- _ABOUT THIS TASK_:
Using the records that follow, count the lines containing the word "being" and give that number only.

(Saved data entries)
PR #22609, opened 2025-03-15
Potato pipeshot

itchybones:
[GAME OBJECTS][FEATURE][INPUT WANTED][Add to Wiki][balance]
## About the PR 
This PR adds:
- potato pipeshot **ammo**: made by adding two potatoes to filled pipe hulls

- A potatoslug **projectile** datum: _~They're very weak (5 brute damage, 20 stamina damage, max throw range of 3 tiles) and therefore significantly less harmful than the already existing makeshift ammo types, as well as their real stun slug counterparts. I'm thinking about randomizing the damage between 1-5, or maybe have that depend on the potatoes stats.~_ **\***

-  potatosplat **cleanable decals**: The cleanables are spawned manually in the `on_hit` and `on_max_range_die` procs, since bulletholes only spawn at higher damages _(which are handled in the wall code, leading to inconsistencies [potatoes should make splat regardless of how far you shoot them away from])._ Currently, they spawn in the center of the turf the projectile ends up on, instead of where the projectile actually impacts, though I'm not sure if that's an issue.

_**\*** The damage has been buffed to 15 BRUTE, throw range now depends more on projectile power, with the max still being 3. I'm open to changing the damage again, though I believe this to work fairly well._

Demo video (YT link because it's too big of a file):  https://youtu.be/KorfhsqE37o?si=tNKNne-CynHnSanH

Since this is one of my first real feature PRs, I'd appreciate feedback on code, sprites, etc.. I'll create the required wiki info as soo as I find out this gets merged.

## Why's this needed? 
Firstly, this kind of ammo fills a spot in makeshift ammo that isn't filled yet: Slugs. They're now very similar to their brand-made counterparts, but, due to being pipeshot, can only be used in break-actions, putting them in a fairly good spot balance-wise. This PR is inspired by [this forum thread](https://forum.ss13.co/showthread.php?tid=23707) on potato ammo.

## Todo:
- [x] projectile datum
- [x] ammo item
- [x] cleanable potato splat
- [x] proj sprite
- [x] cleanable sprite
- [x] ammo sprite
- [x] adjust damage according to feedback

## Changelog 

```changelog
(u)Chasu
(*)Added potato pipeshot ammo, a makeshift slug equivalent for break-action shotguns.
```


code/obj/item/assembly/misc_assemblies.dm
```diff
@@ -1081,6 +1081,12 @@ ABSTRACT_TYPE(/datum/pipeshotrecipe)
 	accepteditem = /obj/item/material_piece/bone
 	craftname = "bone chunk"
 
+/datum/pipeshotrecipe/bone
```
TDHooligan, line 1084: typo here!

TDHooligan:
I like it. uncertain how knockback rounds might interact with something like the 4 letter word though. 

i think you could totally kick this up to actually be a full range slug. & move the damage up to 15. Keep it so it knocks back at close range.
I also don't think tying it to botany potency is necessary either.

itchybones:
All ready for review.

code/obj/item/gun/ammo.dm
```diff
@@ -881,6 +881,12 @@ ABSTRACT_TYPE(/obj/item/ammo/bullets/pipeshot)
 	ammo_type = new/datum/projectile/special/spreader/buckshot_burst/bone
 	icon_state = "makeshiftbone"
 
+/obj/item/ammo/bullets/pipeshot/potato // scrap handmade bone shells
```
TobleroneSwordfish, line 884:
```suggestion
/obj/item/ammo/bullets/pipeshot/potato
```

code/modules/projectiles/bullet.dm
```diff
@@ -1051,6 +1051,42 @@ toxic - poisons
...
+			var/mob/living/carbon/human/M = hit
+			if(proj.power >= 16)
+				var/throw_range = min(ceil(proj.power / 10), 3)
+
+				var/turf/target = get_edge_target_turf(M, dirflag)
+				M.throw_at(target, throw_range, 1, throw_type = THROW_GUNIMPACT)
+				M.update_canmove()
+			hit.changeStatus("staggered", clamp(proj.power/10, 5, 1) SECONDS)
+
+		if (iswall(hit))
```
TobleroneSwordfish, line 1079: Maybe make this work on windows/other objects too?

TobleroneSwordfish (approved):
Fun, seems reasonably balanced, potato 👍

code/modules/projectiles/bullet.dm
itchybones: I'll try using `else`

itchybones:
Merge conflicts _should_ be fixed now (?)

code/modules/projectiles/bullet.dm
```diff
@@ -1051,6 +1051,42 @@ toxic - poisons
...
+
+				var/turf/target = get_edge_target_turf(M, dirflag)
+				M.throw_at(target, throw_range, 1, throw_type = THROW_GUNIMPACT)
+				M.update_canmove()
+			hit.changeStatus("staggered", clamp(proj.power/10, 5, 1) SECONDS)
+
+		else
+			var/turf/W = get_turf(hit)
+			playsound(W, 'sound/impact_sounds/Slimy_Hit_1.ogg', 100, 1)
+			make_cleanable(/obj/decal/cleanable/potatosplat, W)
```
TobleroneSwordfish, line 1082:
```suggestion
			var/turf/T = get_turf(hit)
			playsound(T, 'sound/impact_sounds/Slimy_Hit_1.ogg', 100, 1)
			make_cleanable(/obj/decal/cleanable/potatosplat, T)
```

- _RESPONSE BOX_:
2